**TASK BRIEF**. Go line by line through the data and copy those with the word "complicated".

**RECORDS FOR PROCESSING**.

PR #1048, opened 2017-05-20
Add easyjson:json annotation for generated types

bozaro:
Currect swagger code is support easyjson serialization, but don't mark generated types as `easyjson:json`.

This issue can partically workarounded by `easyjson -all`, but unfortunatelly this command ignore array types like:
```
// swagger:model Posts
type Posts []*Post
```

As result you can't use easyjson serialization with swagger model like:
```
swagger: '2.0'
paths:
  /posts/{thread_id}/profile:
    get:
      parameters:
      - name: thread_id
        in: path
        required: true
        type: number
      responses:
        200:
          schema:
            $ref: '#/definitions/Posts'
definitions:
  Post:
    type: object
    ...
  Posts:
    type: array
    items:
      $ref: '#/definitions/Post'
```

### DIFF
--- a/generator/templates/model.gotmpl
+++ b/generator/templates/model.gotmpl
@@ -7,6 +7,7 @@
       // {{ pascalize .Name }} {{ template "docstring" . }}
       {{- if not .IsBaseType }}
 // swagger:model {{ .Name }}
+// easyjson:json
       {{- else }}
 // swagger:discriminator {{ .Name }} {{ .DiscriminatorField }}
       {{- end }}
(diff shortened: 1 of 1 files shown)


casualjim:
HI thanks for this but the problem is more complicated 
Take a look at this PR: https://github.com/go-swagger/go-swagger/pull/557/files

It has the template changes required for easyjson support, unfortunately it has gone stale so rebasing that one is complicated. But it would be great if just the serialization changes (not the patch support and nullable/unset field stuff) could turn into a PR with just changes to serialization. It would fix about a dozen open bugs.

casualjim:
I've brought the changes from PR #557 up to date with current master in the easyjson branch
https://github.com/go-swagger/go-swagger/tree/easyjson

I won't be able to work on this for a while to come still. The AllOf functionality is still missing

casualjim:
stale

PR #1076, opened 2017-06-27
fix a shadow in server.gotmpl

arielt:
go vet reports shadowing in generated server.go
variable name changed in server.gotmpl

Signed-off-by: Ariel Tubaltsev <tubaltzev@gmail.com>


casualjim:
can you run `go generate ./generator` and push those changes otherwise the binary won't pick them up

arielt:
looks like circleci resources problem. let me recreate the request

PR #1081, opened 2017-06-29
Discriminator should also contain the base struct

alexmontecucco:
According to the swagger spec 2.0 (http://swagger.io/specification/#itemsObject), the discriminator "When used, the value MUST be the name of this schema or any schema that inherits it."

Also add safety check in template: buf2 should be created only if the Discriminates value is not empty + regenerate bindata.go. It is not mandatory now that by default the base struct is added, but it makes it safer.

A simple definition like the following would have generated not compiling code:
```
definitions:
  SomeStruct:
    type: object
    discriminator: SomeDiscField
    required:
      - SomeDiscField
    properties:
      SomeDiscField:
        type: string
```


alexmontecucco:
Hi, I just noticed there is a mistake in my proposal: I forgot that the base type is implemented as an interface.
Thus unmarshalling cannot work as such on the base type. Below is the result of my current proposal:
`type BaseType interface {
	runtime.Validatable

	// the base type name
	// Required: true
	Type() string
	SetType(string)
}

func unmarshalBaseType(data []byte, consumer runtime.Consumer) (BaseType, error) {
	buf := bytes.NewBuffer(data)
	buf2 := bytes.NewBuffer(data)

	// the first time this is read is to fetch the value of the type property.
	var getType struct {
		Type string `json:"type"`
	}
	if err := consumer.Consume(buf, &getType); err != nil {
		return nil, err
	}

	if err := validate.RequiredString("type", "body", getType.Type); err != nil {
		return nil, err
	}

	// The value of type is used to determine which type to create and unmarshal the data into
	switch getType.Type {
	case "BaseType":
		var result Geometry
		if err := consumer.Consume(buf2, &result); err != nil {
			return nil, err
		}
		return &result, nil

	case "SomeSubType":
		var result MultiPolygon
		if err := consumer.Consume(buf2, &result); err != nil {
			return nil, err
		}
		return &result, nil

	}
	return nil, errors.New(422, "invalid type value: %q", getType.Type)
}
`

These two lines won't work:
`var result Geometry
if err := consumer.Consume(buf2, &result); err != nil {`

I see two possibilities:

1. Define a base interface, containing a Get and Set Discriminator. The unmarshalBaseType function would return an instance of this interface.
2. Define a private struct and a public constructor used to unmarshall and create only. Thus, for the base type we would have to use the interface, to access the fields.

The problem is that we cannot really create both a public interface and a public struct because the current implementation (if I am correct) is already limiting when have struct with different cases.
Having for instance a struct named 'BaseStruct' and an interface named 'IBaseStruct' is not possible because the 'IBaseStruct' name could already be defined in the swagger file.

The first solution looks cleaner imo.

What do you think ?

casualjim:
I'm confused about this PR and problem statement.  The interface already expresses an is-a relationship.
Now if I repeat the requirement you have in my own words I think it summarizes as this:
I want a concrete implementation of the base type which can be instantiated in addition to the derived types.

So wouldn't an unexported struct be enough? because it would be able to capture the fields with getters and setters just like it does for the sub types but it wouldn't have any extra properties anyway so there is no need to expose the struct directly.

alexmontecucco:
Yes, I agree. I was just concerned about usage consistency between the different types. Base type an interface, others through an interface.
I can update the diff in this direction if you are ok ?

casualjim:
I'm fine with the change.

you can run the tests that are failing with ./hack/run-canary.sh

alexmontecucco:
Hi, 
I will for now push a simple tiny diff to avoid the compilation error because the diff approach with the private struct makes the template even more complex to understand. Mostly: 
- it adds a new condition in a few templates to have camelized names
- because the interface uses the exact name of the fields, the validate schema becomes "bloated" with both camelized and field name changes just for this PR's case.
- I tested this simple case where the object with the discriminator is itself a subtype, and it was not handled properly in the existing codebase.
So I feel, the full PR would have respected more the swagger spec but would introduce with the private struct approach more complexity and I cannot test all the cases.

nickrmc83:
This change introduces a non-compiling break where by the base type is now included as a switch case in the unmarshalXXX function and there's an attempt to return a pointer to the base interface. The below model and generation demonstrates the issue:
---
swagger: '2.0'
info:
  title: Test
  description: |
    Test
  version: "1.0.0"
definitions:
  vehicle:
    type: object
    discriminator: vehicle
    properties:
      id:
        description: Unique identifier of the vehicle
        type: string
      vehicle:
        description: The type of vehicle
        type: string
    required:
    - id
    - vehicle
  car:
    description: A car
    allOf:
    - $ref: '#/definitions/vehicle'
    - type: object
      properties:
        color:
          description: The color
          type: string
  bike:
    description: A bike
    allOf:
    - $ref: '#/definitions/vehicle'
    - type: object
      properties:
        brakes:
          description: Type of brakes
          type: string
---
swagger generate model -f <the-yaml-file-from-above>

PR #1087, opened 2017-07-02
Generate spec follows alias types

### LINKED ISSUE #649: swagger generate spec: type aliases in query parameters
I have code like this:

```
type Weekday int

type Parameters struct {
    //in:query
    Day Weekday
}
```

generate spec generates this json for parameter:

```
{
  "$ref": "#/definitions/Weekday",
  "x-go-name": "Day",
  "name": "Day",
  "in": "query"
},
```

what is invalid, because query parameter can have one of predefined datatypes according to spec.

Is it possible somehow to force go-swagger to use custom parameter type for spec generation?

Like:

```
type Parameters struct {
  //in:query
  //type:int
  //minimum:1
  //maximum:7
  Day Weekday
}
```

smacker:
Aliases in swagger.json present as native types.
Therefore all validation comments work as expected for them.

```go
type Int64 int64

type MyModel struct {
    // min: 10
    IntField Int64 `json:"intField"`
}
```

Also fixes #649

I use go-swagger only for json generation, please let me know if it breaks anything in code generator or anywhere else.


smacker:
oops. master merged

casualjim:
Perhaps something like this should get a marker annotation and be an additional feature instead of replacing what is there now for schemas. I don't know who's depending on the existing behavior.

For query/path/form params this is different though; there it would actually be the expected behavior.

smacker:
Do I understand right that it should be like:
```go
type Int64 int64

type MyModel struct {
    // swagger:alias
    // min: 10
    IntField Int64 `json:"intField"`
}
```
for any struct and behavior by default for structs annotated with `swagger:params`?

casualjim:
Yes I think so, that gives people a way to choose

smacker:
good. thanks for the clarification. I'll try to implement it later.

smacker:
Thank you sir!

casualjim:
yeah sorry I lost track of it. I try to follow a merge quickly policy

PR #2389, opened 2020-08-24
Pass examples to the generated models

SVilgelm:
In our workflow we are using the `swagger.yaml` as a source to generate the models then we generate the `swagger.json` to use in some other services.
There is a problem, we have some examples in the `swagger.yaml`, but the generated models don't have those examples, and the generated `swagger.json` from the code also don't have those examples.
This PR fixes the problem.


SVilgelm:
@fredbi @casualjim please review this

Issue #1480, opened 2018-04-16
Missing strfmt import


adamflott:
## Problem statement

Generated responses code has a missing import statement for 

       strfmt "github.com/go-openapi/strfmt"

When used in a type like:

        XRateLimitReset strfmt.DateTime `json:"X-Rate-Limit-Reset"`

## Swagger specification

    swagger: "2.0"

    consumes:
    - application/json
    produces:
    - application/json

    info:
      title: importbug
      description: ...
      version: 0.0.1

    schemes:
    - http

    parameters:
      requestId:
        name: X-Request-Id
        description: A unique UUID for the request
        in: header
        type: string
        required: false
        minLength: 1
      urlPurgeBody:
        name: body
        in: body
        schema:
          $ref: "#/definitions/urlPurgeData"
      tagPurgeBody:
        name: body
        in: body
        schema:
          $ref: "#/definitions/tagPurgeData"
      cpcodePurgeBody:
        name: body
        in: body
        schema:
          $ref: "#/definitions/cpcodePurgeData"
      purgeType:
        name: purgetype
        description: ...
        in: path
        type: string
        required: true
        minLength: 1
        enum:
          - delete
          - invalidate
      purgeClient:
        name: purgeclient
        description: ...
        in: path
        type: string
        required: true
        minLength: 1
        enum:
          - a
          - b
          - c
          - d
      purgeEnvironment:
        name: purgeenvironment
        description: Enumerate supported Purge environments
        in: path
        type: string
        required: true
        minLength: 1
        enum:
          - staging
          - production

    paths:
      /{purgeclient}/v3/{purgetype}/url:
        post:
          tags:
            - Purge
          operationId: v3Url
          parameters:
            - $ref: "#/parameters/requestId"
            - $ref: "#/parameters/purgeType"
            - $ref: "#/parameters/purgeClient"
            - $ref: "#/parameters/urlPurgeBody"
          responses:
            201:
              $ref: '#/responses/Standard201Response'
            403:
              $ref: '#/responses/Standard403Response'
            429:
              $ref: '#/responses/Standard429Response'
            507:
              $ref: '#/responses/Standard507Response'
            default:
              $ref: '#/responses/StandardErrorResponse'

      /{purgeclient}/v3/{purgetype}/url/{purgeenvironment}:
        post:
          tags:
            - Purge
          operationId: v3UrlWithEnv
          parameters:
            - $ref: "#/parameters/requestId"
[...]

PR #2411, opened 2020-10-06
Fix generation of server responses when response has date-time format

bvwells:
Signed-off-by: Ben Wells <b.v.wells@gmail.com>

Fix generation of server responses when response has date-time format.


bvwells:
I believe that this PR fixes #1480. Server generation fails a response contains a date-time format. The example here illustrates the problem https://github.com/bvwells/go-swagger-issue.

Hope this is useful.

bvwells:
Grrr, looks like this doesn't help after all. :-(

PR #2427, opened 2020-11-16
updated go-openapi dependencies

fredbi:
Update is broken (go-openapi/analysis broken after breaking change in go-openapi/spec@v0.19.9)

This PR integrates the fix (dry run with analysis replaced on wip branch)

The CI remains broken on windows (see https://github.com/go-swagger/go-swagger/issues/2428). I am working on that one this week.


eimlav:
Hi @fredbi . Is the addition of the empty `description` field in the responses valid as part of the specification or is this a bug introduced by updating the dependencies? Running `swagger generate` now adds this field to responses in our swagger.json as you have in the fixtures. However, we are seeing `swagger validate` fail due to this:

```
- "paths./api/test.post.responses.200" must validate one and only one schema (oneOf). Found none valid
- paths./api/test.post.responses.200.$ref in body is a forbidden property
...
```

I could not find anything in the swagger spec docs that indicates it is valid.

fredbi:
@eimlav yes, this field (which is required by the spec) is now no more `omitempty`-ied
This comes from an update in go-openapi/spec
A crap, we have this validation issue now. Could you please file in an issue about that. I'll try to figure out a fix.

eimlav:
Sure @fredbi, I've created an issue https://github.com/go-swagger/go-swagger/issues/2429 . Thanks for your help! :)

PR #2438, opened 2020-11-22
Added more control over external types

### LINKED ISSUE #2385: x-go-type for a custom type in models/
## Problem statement

Before #2340 I was able to declare a type in my spec that was already present in `models/` (= not auto-generated). Here `MyType` used in a `Zzz` object type:

```
type Zzz struct {
        // meta
        Meta MyType `json:"meta,omitempty"`
}
```

Now it generates bad go code as the "import.package" is empty (then gofmt glues field name and the type together):

```
type Zzz struct {
        // meta
        Meta.MyType `json:"meta,omitempty"`
}
```

Is there a way to overcome this behavior? (excluding the move of custom types outside models/, of course)

## Swagger specification

```
---
swagger: "2.0"
info:
  version: "1.0"
  title: "Test API"
paths:
  /test:
    get:
      responses:
        default:
          description: xxx
          schema:
            $ref: "#/definitions/Zzz"

definitions:
  Zzz:
    type: object
    properties:
      meta:
        $ref: '#/definitions/MyType'

  MyType:
    type: object
    x-go-type:
      type: MyType
```

## Steps to reproduce

Using v0.25.0:
```
swagger generate server -f api.yaml
```

## Environment
swagger version: 0.25.0  
go version: 1.15
OS:   Linux x86_64

fredbi:
This PR brings more granular support to use external types for every schema: in definitions,
properties, anonymous parameter or response schemas.

We can generate collections of external types such as objects, slices, maps or tuples.

> NOTE:
> * embedded external types must still be defined at the top level (definitions).
> * simple types are not supported (query param, header, etc)

* fixes #2385 (defaults to package location for generated models)

* added support for inlined external type declaration, not only for top level definitions
* added support for "novalidation" hint to prevent external types to call validations (by default, they do)
* fixed some nullability control issues over external types
* added package alias deconfliction for external types (when the alias is not specified explicitly)

* added full example with comments and generated code
* added markdown doc

* fixed broken codegen with type binary (io.Reader): was breaking on the ContextValidate methods. This was breaking the new tests.


fredbi:
@maxatome  this should address issue #2385  you reported some time ago, and then some.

**SOLUTION TO THIS TASK**.
HI thanks for this but the problem is more complicated 
It has the template changes required for easyjson support, unfortunately it has gone stale so rebasing that one is complicated. But it would be great if just the serialization changes (not the patch support and nullable/unset field stuff) could turn into a PR with just changes to serialization. It would fix about a dozen open bugs.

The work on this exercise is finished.